I declared the array to have 10 elements. The valid indexes (numbers I can put inside the [ ]) are 0 through 9, so you are correct there. You can say the array has 10 elements, or the buffer has length 10, they both mean the same thing. If you ever try to do mybuf[-1] or mybuf[10], that is a buffer "overflow" or "overrun" (some people call negative indexes "underflows" or "underruns").
> From what I comprehended in your advice....i finishes with the value of 9. And I presume the buffer (buf[i]) would contain the letter j??????

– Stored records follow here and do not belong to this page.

PR #977, opened 2022-07-04
chore(dev): update @substrate/dev

TarikGul:


lexnv (approved):

package.json
```diff
@@ -36,7 +36,6 @@
     "dev": "tsc-watch --onSuccess \"yarn run main\"",
     "test": "NODE_ENV=test substrate-exec-jest --detectOpenHandles",
     "test:watch": "NODE_ENV=test substrate-exec-jest --watch",
-    "test:cov": "NODE_ENV=test substrate-exec-jest --detectOpenHandles --coverage",
```
niklasad1, line 39: why was this removed?

TarikGul: Good question. We dont actually use it anywhere, but also with Jest updated, it requires us to set the `coverageProvider` to `v8` and off of the default which is babel. `v8` is also experimental at the moment and causes some side-affects for us in the CI, so I removed it.

jsdw (approved):

PR #990, opened 2022-07-20
fix(feeByEvent): sanitize fee for hex values

### LINKED ISSUE #989: get Shiden 1500094 fee failed
get the dataArr[0] is WuSTANhkhikbhfsifpeTW3dHvb4UotErkCCs7sLxxGfg57z
get the dataArr[1] is 0x000000000000000000119e2433bf11f3.

and new BN(fee) is err 

// The difference between values is 00.00001% or less so they are alike.
				if (this.areFeesSimilar(new BN(fee), partialFee)) {
					return {
						partialFee: fee.toString(),
					};
				}

TarikGul:
closes: https://github.com/paritytech/substrate-api-sidecar/issues/989

When a fee is represented as a hex value, sanitize the fee correctly.

### DIFF
--- a/src/services/blocks/BlocksService.ts
+++ b/src/services/blocks/BlocksService.ts
@@ -30,7 +30,7 @@ import {
 } from '@polkadot/types/interfaces';
 import { AnyJson, Codec, Registry } from '@polkadot/types/types';
 import { ICompact, INumber } from '@polkadot/types-codec/types/interfaces';
-import { u8aToHex } from '@polkadot/util';
+import { hexToNumber, isHex, u8aToHex } from '@polkadot/util';
 import { blake2AsU8a } from '@polkadot/util-crypto';
 import BN from 'bn.js';
 import { BadRequest, InternalServerError } from 'http-errors';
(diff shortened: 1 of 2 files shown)


jsdw (approved):

src/services/blocks/BlocksService.ts
```diff
@@ -532,7 +532,9 @@ export class BlocksService extends AbstractService {
 		if (withdrawEvent.length > 0 && withdrawEvent[0].data) {
 			const dataArr = withdrawEvent[0].data.toJSON();
 			if (Array.isArray(dataArr)) {
-				const fee = (dataArr as Array<number>)[dataArr.length - 1];
+				const fee = this.sanitizeFee(
+					(dataArr as Array<string>)[dataArr.length - 1]
```
Xanewok, line 536: Did the shape change here or do we want to have it seen as `string` for the `sanitizeFee`/`isHex` call?

TarikGul: So the shape was inaccurately type casted for fees (technically number or string work here for BN.js but I changed it to its proper type to be more accurate). The type returned from `.toJSON()` should be a string, because any u128/u64 value interpreted by polkadot-js will be returned as a string.

lexnv (approved):

PR #1001, opened 2022-07-31
feat!: add support for http provider using SAS_SUBSTRATE_URL

### LINKED ISSUE #999: [Feature] Support the HTTP provider for connection to a chain
## Summary

rel: https://github.com/paritytech/substrate-api-sidecar/issues/326

The HTTPProvider is similar to the WS provider but will allow access to a http connection to a chain. See the above issue for an example on implementation. 

There will be a couple of things that will need to be added to the Specs for Sidecar. 
1. A new env var called `SAS_SUBSTRATE_HTTP_URL`. If the http url is inputted than it would override the default WS url. 

2. Logic to the Provider field will need to be updated to handle the above in `main.ts`.

3. This will need to be added to the logging.

TarikGul:
## Summary (BREAKING CHANGE)

Add support for connections to http addresses. The ENV var `SAS_SUBSTRATE_WS_URL` is no longer available and we are migrating to `SAS_SUBSTRATE_URL`. It can now accept both a http and ws URL's. 

closes: https://github.com/paritytech/substrate-api-sidecar/issues/999


README.md
```diff
@@ -163,6 +163,8 @@ For more information on our configuration manager visit its readme [here](https:
 
 - `SAS_SUBSTRATE_WS_URL`: WebSocket URL to which the RPC proxy will attempt to connect to, defaults to
     `ws://127.0.0.1:9944`.
+- `SAS_SUBSTRATE_HTTP_URL`: Http URL to which the RPC proxy will attemp to connec to. This is optional, and the default
```
lexnv, line 166:
```suggestion
- `SAS_SUBSTRATE_HTTP_URL`: Http URL to which the RPC proxy will attempt to connect to. This is optional, and the default
```

src/Specs.ts
```diff
@@ -97,6 +97,14 @@ export class Specs {
 			})
 		);
 
+		// HTTP
+		this._specs.appendSpec(
+			MODULES.SUBSTRATE,
+			this._specs.getSpec(CONFIG.HTTP_URL, 'Http URL', {
+				mandatory: false,
```
lexnv, line 104: Nit: Should this also have a `regexp` to properly validate the HTTP URL? Similar to `WS` to ensure we can't pass arbitrary URLs without port numbers?

lexnv (approved):
LGTM! Wondering if we could use regex to ensure the HTTP URL has a valid port number, but no strong feelings about it 😄

src/main.ts
```diff
@@ -44,7 +44,9 @@ async function main() {
 	const { TYPES_BUNDLE, TYPES_SPEC, TYPES_CHAIN, TYPES } = config.SUBSTRATE;
 	// Instantiate a web socket connection to the node and load types
 	const api = await ApiPromise.create({
-		provider: new WsProvider(config.SUBSTRATE.WS_URL),
+		provider: config.SUBSTRATE.HTTP_URL
```
jsdw, line 47: Since we have to check and decide on which env var URL we're using here, how about passing the "for sure" url into `startUpPrompt` rather than having it also do the check?

src/types/sidecar-config/CONFIG.ts
```diff
@@ -21,6 +21,7 @@ export enum CONFIG {
 	BIND_HOST = 'BIND_HOST',
 	PORT = 'PORT',
 	WS_URL = 'WS_URL',
+	HTTP_URL = 'HTTP_URL',
```
jsdw, line 24: This works! Another approach would be to just accept a URL and check whether it was a WS or HTTP one, rather than having a separate env var for each; that way, there's no need to wonder which is the default or handle both being provided or whatever :)

niklasad1: I really like that idea :)

src/Specs.ts
TarikGul: Yea I agree, I had it before but it would fail everytime because if there was no default addr it would see an empty value and fail. But given the suggestions below I think it will be much easier :)

src/types/sidecar-config/CONFIG.ts
TarikGul: Yea at first I wanted to do the same thing, but I didn't do it to avoid a breaking change. But that being said I think this holds merit and is a lot better in the long run! I'll switch it over

TarikGul:
@jsdw The PR is updated to accept `SAS_SUBSTRATE_URL`.

src/Specs.ts
```diff
@@ -87,13 +87,13 @@ export class Specs {
...
-		// WS
+		// WS OR HTTP
 		this._specs.appendSpec(
 			MODULES.SUBSTRATE,
-			this._specs.getSpec(CONFIG.WS_URL, 'Websocket URL', {
+			this._specs.getSpec(CONFIG.URL, 'Websocket or HTTP URL', {
 				default: 'ws://127.0.0.1:9944',
 				mandatory: true,
-				regexp: /^wss?:\/\/.*(:\d{4,5})?$/,
+				regexp: /^(ws|wss|http)?:\/\/.*(:\d{4,5})?$/,
```
sergejparity, line 96:
```suggestion
				regexp: /^(ws|wss|http)?:\/\/.*$/,
```

Just for sake of clarity. This optional part of regexp `(:\d{4,5})?` totally have no meaning after `.*`

niklasad1: good catch, thanks.

@TarikGul is it possible to get rid of this regex and use a URI/URL parser instead?

src/main.ts
```diff
@@ -97,26 +99,33 @@ async function main() {
  * @param wsUrl websocket url of the node Sidecar is connected to
  * @param chainName chain name of the network Sidecar is connected to
  * @param implName implementation name of the node Sidecar is connected to
+ * @param httpUrl http url of the node Sidecar is connected to. This is optional,
+ * but when used will override the ws url.
  */
-function startUpPrompt(wsUrl: string, chainName: string, implName: string) {
+function startUpPrompt(
+	wsUrl: string,
```
niklasad1, line 106: I reckon that it might be cleaner just to use `url` here and get rid of the ´wsUrl and httpUrl`

niklasad1 (approved):

src/Specs.ts
TarikGul: @sergejparity Thanks for that catch.

@niklasad1 I think it's probably best to leave the regex since the support is built in directly into `confmgr`, it also gives some solid logging associated with it, and removing it and doing our own check would complicate the SpecConfig. 

If it had an option to accept a callback to do custom validation I would be down, but it currently doesn't. Heres a link to the options available: https://gitlab.com/chevdor/confmgr/-/blob/master/src/types/optionTypes.ts#L9-15

jsdw (approved):

PR #1003, opened 2022-08-01
fix(feeByEvent): handle tip for partialFee

TarikGul:
rel: https://github.com/paritytech/substrate-api-sidecar/issues/969#issuecomment-1201214583

A partialFee needs to not include the tip. When using feeByEvent, if there is a tip we need to make sure we subtract it from the fee data provided by the event.


jsdw (approved):
LGTM!

lexnv (approved):
LGTM 👍

PR #897, opened 2016-12-13
PRD-5776  Unable to open saved prpt report having Japanese surrogate characters

AliaksandrDrebenchuk:
XmlWriterSupport API was restored

### DIFF
--- a/libraries/libxml/source/org/pentaho/reporting/libraries/xmlns/writer/XmlWriterSupport.java
+++ b/libraries/libxml/source/org/pentaho/reporting/libraries/xmlns/writer/XmlWriterSupport.java
@@ -17,11 +17,6 @@
 
 package org.pentaho.reporting.libraries.xmlns.writer;
 
-import org.pentaho.reporting.libraries.base.util.FastStack;
-import org.pentaho.reporting.libraries.base.util.ObjectUtilities;
-import org.pentaho.reporting.libraries.base.util.StringUtils;
-import org.pentaho.reporting.libraries.xmlns.common.AttributeList;
-
 import java.io.IOException;
 import java.io.StringWriter;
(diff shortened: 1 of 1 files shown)


pamval:
the commit message is wrong, please amend.

AliaksandrDrebenchuk:
@pamval fixed

pamval:
@tmorgner, review?

libraries/libxml/source/org/pentaho/reporting/libraries/xmlns/writer/XmlWriterSupport.java
```diff
@@ -794,14 +803,19 @@ public void writeTextNormalized( final Writer writer, final String s, final bool
    * @param transformNewLine true, if a newline in the string should be converted into a character entity.
    * @return the normalised string.
    */
-  public String normalize( final String s, final boolean transformNewLine ) throws IOException {
+  public static String normalize( final String s, final boolean transformNewLine ) {
```
tmorgner: Please remove the "static". Within a point release you are not allowed to change the public API of existing classes. Making a method static is such a breaking change, and worst of all, it will break all jars that are compiled against older versions of the library.

AliaksandrDrebenchuk: It's a small urgent fix for previous PR. https://github.com/pentaho/pentaho-reporting/pull/889. The method "normalize" already was static.

pamval: Interestingly enough, there's a comment from Thomas on the previous commit warning that you should not change the accessibilty of the method

PR #900, opened 2016-12-15
[PRD-5716] Running a report that returns multiple RTF worksheets (Flo…

stanislau-strelchanka:
[PRD-5716] Running a report that returns multiple RTF worksheets (Flow Mode) runs into performance issues


stanislau-strelchanka:
@mkambol, @mdamour1976, @tmorgner, @mchen-len-son, @pamval please review

lucboudreau:
This PR was built twice in parallel on Wingman. I've canceled one of the executions, and the second will complete in a few minutes. Please do not schedule builds manually, especially PRD, which takes 90 minutes to build.

tmorgner:
Looks good. Lets wait for Wingman. Poor guy needs a bigger machine. I have an old C64 sitting around, if you want it. Maybe that will speed things up :)

@lucboudreau 90 mins sounds like head and base are built one after the other. Assuming there are spare CPUs, do you think it would be feasible to let both run in parallel? After all, they are independent builds until the very end when you merge the changes in test-failures and coverage.

tmorgner:
Looks good to me. Reported coverage changes on EHCache and the class-factory is the normal fluctuation we all got used to here.

PR #901, opened 2016-12-16
[PRD-5716] Running a report that returns multiple RTF worksheets (Flo…

stanislau-strelchanka:
[PRD-5716] Running a report that returns multiple RTF worksheets (Flow Mode) runs into performance issues - fix subsequent runs


stanislau-strelchanka:
@tmorgner please review

PR #904, opened 2016-12-29
PRD-5816 Cannot filter by null values in PRD and Report Viewer

AliaksandrDrebenchuk:
changing "= null" to "is NULL" was added

### DIFF
--- a/engine/core/source/org/pentaho/reporting/engine/classic/core/modules/misc/datafactory/sql/SimpleSQLReportDataFactory.java
+++ b/engine/core/source/org/pentaho/reporting/engine/classic/core/modules/misc/datafactory/sql/SimpleSQLReportDataFactory.java
@@ -12,23 +12,11 @@
  * without even the implied warranty of MERCHANTABILITY or FITNESS FOR A PARTICULAR PURPOSE.
  * See the GNU Lesser General Public License for more details.
  *
- * Copyright (c) 2001 - 2016 Object Refinery Ltd, Pentaho Corporation and Contributors..  All rights reserved.
+ * Copyright (c) 2001 - 2017 Object Refinery Ltd, Pentaho Corporation and Contributors..  All rights reserved.
  */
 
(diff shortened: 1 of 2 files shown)


kolinus:
@tmorgner, @EgorZhuk   could you please take a look

EgorZhuk:
@tmorgner @kolinus  didn't work for me at least with inmemory sampledata report and custom postgres. Probably works with mysql

tmorgner:
No way I let this pass. We do not rewrite queries in the SQL datasource. We simply cannot guarantee that we do not break existing reports. JDBC drivers are widely varying in their support for features and the general contract around this is: The user is responsible for generating correct SQL.

JDBC-lite drivers like Hive or certain crude proprietary JDBC interfaces may not support the IS NULL and may error out now. Remember: Just because some databases support a feature does not mean all do. 

For null tests, a raw SQL user has to use the coalesce function, as explained in this forum thread.

http://forums.pentaho.com/showthread.php?74001-PRD-3-5-creation-of-SQL-query-for-conditional-null-or-non-null-value

To fix PIR (as in the case referenced in PRD-5816) implement this fix in the SQLGenerator of the metadata layer. At least there you have information about the SQL dialect used and can make a sane decision on whether your construct will be supported. And most importantly: You are not breaking other peoples reports.

Introducing a potentially breaking change like that will only pass my filters if it is guarded by a feature switch and if the original behaviour is the default.

tmorgner:
In addition: Your change unconditionally breaks queries that use parameter values in a function:

       WHERE aColumn = CONCAT("Prefix", ${param}, "suffix") 

would be rewritten to:

       WHERE aColumn = CONCAT("Prefix", ${param} IS NULL, "suffix") 


If you want to safely rewrite SQL, you have to be aware of the context where a variable is used. That requires a proper SQL parser and a lot more code than just a string replacement. You'd also would need to be aware of the underlying database (SQL has so many extensions that the term "standard" does no longer apply to it).

PR #910, opened 2017-01-18
[PRD-5236]-HTML ordered (<ol>) and unordered (<ul>) lists are not respected when rich-text-type = text/html

denisprotopopov:
- added rendering for <ol>,<ul>
 - added unit test


denisprotopopov:
@tmorgner please look at the changes

tmorgner:
Crude, but effective. Years ago, when writing the first version I looked at the OL and UL related styles rules and skipped it because they have some weird stuff going on that you can configure there. 

Getting at least a base line into it is a good choice. I probably should have done that at the time. So thank you for adding the missing bits here. And if later we want to support other bullet or numbering schemas, then at least your code makes this easy to add.

PR #914, opened 2017-01-25
[SP-3241][PRD-5236]-HTML ordered (<ol>) and unordered (<ul>) lists are not respected when rich-text-type = text/html

denisprotopopov:
- added rendering for <ol>,<ul>
 - added unit test


mchen-len-son:
This is weird, but those integration tests are passing locally, both under jacoco run and plain junit.

PR #916, opened 2017-01-27
[BACKLOG-14248] When starting PRD there is an error: Error opening bl…

andrei-viaryshka:
…ueprint xml url java.lang.NullPointerException

Exclude jars that cause problems.


andrei-viaryshka:
@smaring Could you review please?

PR #919, opened 2017-02-16
[SP-3259][PRD-3427]-The specified series-color is not applied to Radar Chart

denisprotopopov:
- now series-color applied to RadarChart
 - added unit test


denisprotopopov:

PR #926, opened 2017-03-02
[PDI-16039] - MIN() throws an exception instead of returning 0.

mbatchelor:


tmorgner:
Totally sane. Ignoring the errors, they smell like fallout or unresolved issues from the recent mavenization.

PR #927, opened 2017-03-07
[BACKLOG-15189]-Revert the changes to a XulDatatbaseDialog made durin…

EgorZhuk:
…g mavenization

Was commented during a mavenization and forgotten.


EgorZhuk:
@tmorgner ivy used to run tests in an alphabetical order, maven uses OS-dependent file ordering. Will create a suite for the failing test to eleminate it

tmorgner:
Order should not matter for that test. Something else is going on. Line 58 of that test class does not contain any code that dereferences a pointer. How can that code therefore fail at that position with an NPE?

I wonder whether creepy JaCoCo is failing instead ..

PR #1446, opened 2022-07-12
Fix view annotation losing its feature association after update

evil159:
This PR addresses the issue when a view annotation loses its feature id association when updating other(non-`associatedFeatureId`) properties.

## Pull request checklist:

### DIFF
--- a/Sources/MapboxMaps/Annotations/ViewAnnotationManager.swift
+++ b/Sources/MapboxMaps/Annotations/ViewAnnotationManager.swift
@@ -193,7 +193,7 @@ public final class ViewAnnotationManager {
         let isHidden = !(options.visible ?? true)
         expectedHiddenByView[view] = isHidden
         viewsById[id]?.isHidden = isHidden
-        if let id = currentFeatureId, id != options.associatedFeatureId {
+        if let id = currentFeatureId, let updatedId = options.associatedFeatureId, id != updatedId {
             viewsByFeatureIds[id] = nil
         }
         if let featureId = options.associatedFeatureId {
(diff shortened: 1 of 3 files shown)


endanke (approved):

Sources/MapboxMaps/Annotations/ViewAnnotationManager.swift
```diff
@@ -193,7 +193,7 @@ public final class ViewAnnotationManager {
         let isHidden = !(options.visible ?? true)
         expectedHiddenByView[view] = isHidden
         viewsById[id]?.isHidden = isHidden
-        if let id = currentFeatureId, id != options.associatedFeatureId {
+        if let id = currentFeatureId, let updatedId = options.associatedFeatureId, id != updatedId {
             viewsByFeatureIds[id] = nil
```
OdNairy, line 197: I do not quite understand this change. It looks like the same lines to me. Can you explain to me, please?

OdNairy: Okay, now I see – `options.associatedFeatureId` has to be non-nil, right?

OdNairy (approved):

Sources/MapboxMaps/Annotations/ViewAnnotationManager.swift
evil159: By unwrapping the `options.associatedFeatureId` this makes sure that a view loses its feature id association only when the feature id got updated, previously it would loose the association on every update.

Some sample code to illustrate this:
```swift 
let view = UIView()
let id = UUID().uuidString
let options = ViewAnnotationOptions(associatedFeatureId: id)

try manager.add(view, options: options)
try manager.update(view, options: ViewAnnotationOptions(width: 100, height: 100))

// previosly
manager.view(forFeatureId: id) // nil 💥

// fixed
manager.view(forFeatureId: id) // returns the view ✅
```

Sources/MapboxMaps/Annotations/ViewAnnotationManager.swift
```diff
@@ -193,7 +193,7 @@ public final class ViewAnnotationManager {
         let isHidden = !(options.visible ?? true)
         expectedHiddenByView[view] = isHidden
         viewsById[id]?.isHidden = isHidden
-        if let id = currentFeatureId, id != options.associatedFeatureId {
+        if let id = currentFeatureId, let updatedId = options.associatedFeatureId, id != updatedId {
```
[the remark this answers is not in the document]
OdNairy: It's also probably make sense to add an explicit comment above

You're half right. i doesn't "finish" with the value 9, but buf[9] would contain a 'j'. Here's one way to make buf contain the alphabet*:
Code:
int grab_request (char buf[], int buf_len)
{
int i;
for (i=0; i< buf_len; i++) {
buf[i] = 'a' + i; // this will put 'a' in buf[0], 'b' in buf[1], 'c' in buf[2], etc
}
buf[i] = ‘\0’;
return i;
}
So a common way to analyze and step through code by hand is to make a table where each column is a variable or expression from your code, and each row represents the state of all the variables after each instruction in the code is processed.
Code:
statement executed | i | buf | buf_len | i< buf_len
-------------------------+--------+---------------------+---------+------------
start of function | ? | ? | 10 | ?
line 4: i=0; | 0 | ? | 10 | 1 (true)
line 4: i< buf_len | 0 | ? | 10 | 1 (true)
line 5: buf[0] = 'a' + 0 | 0 | 'a', ?, ?, ... | 10 | 1 (true)
back to top of loop | | | |
line 4: i++ | 1 | 'a', ?, ?, ... | 10 | 1 (true)
line 4: i< buf_len | 1 | 'a', ?, ?, ... | 10 | 1 (true)
line 5: buf[1] = 'a' + 1 | 1 | 'a', 'b', ?, ?, ... | 10 | 1 (true)
back to top of loop | | | |
line 4: i++ | 2 | 'a', 'b', ?, ?, ... | 10 | 1 (true)
line 4: i< buf_len | 2 | 'a', 'b', ?, ?, ... | 10 | 1 (true)
line 5: buf[1] = 'a' + 1 | 2 | 'a', 'b', 'c', ?,...| 10 | 1 (true)
back to top of loop | | | |
The question marks represent unknown values, usually from variables that haven't been initialized yet. Remember, when you pass an array, the original array (mybuf), and the parameter you pass it in to (buf) are the same array, they refer to the same exact place in memory. So if you change buf in your function, you change mybuf too. Initially, all 10 spots in mybuf are uninitialized, therefore buf is also uninitialized. As we go through our loop, we start putting known values into the spots in buf, hence we know 'a', 'b', 'c', etc as we keep repeating our loop.
Remember, buf[9] is the last spot in the array, buf[10] is wrong. Also remember, your for loop will continue until the i< buf_len part of your for loop is checked, and it is 0 (false). Only after that will it stop.
Just keep on filling in the rows of that table until you get to the return i; line of code. Once you do this a few times, it becomes much easier and you can do it in your head. Then this stuff goes much quicker. Hopefully that clears up what you are supposed to be doing here and helps you figure out what vulnerabilities there might be and how to fix them.
As for analyzing integer overflow, the process is similar. Pick some test values for buf_len (like those I mentioned in post #4) and go through your table. Does i ever exceed the maximum integer value? Note, you can pretend that INT_MAX is something small like 5 and INT_MIN is -5, so you don't have billions of lines in your table. You just want to be sure that, for any possible value of buf_len, i never goes beyond 5 in any way, that it never "makes it to 6", which would signify an overflow.
I hope that's clear and helpful -- my brain is starting to shut down. It's getting late here, I worked a 14 hour day and have laundry to finish. Not sure if I'll check this again before morning, but that should give you plenty to chew on.
* This only works with ASCII or compatible character sets (where the letters of the alphabet are sequential), and could result in problems if buf_len was large (more than 26), but we wont worry about that for now.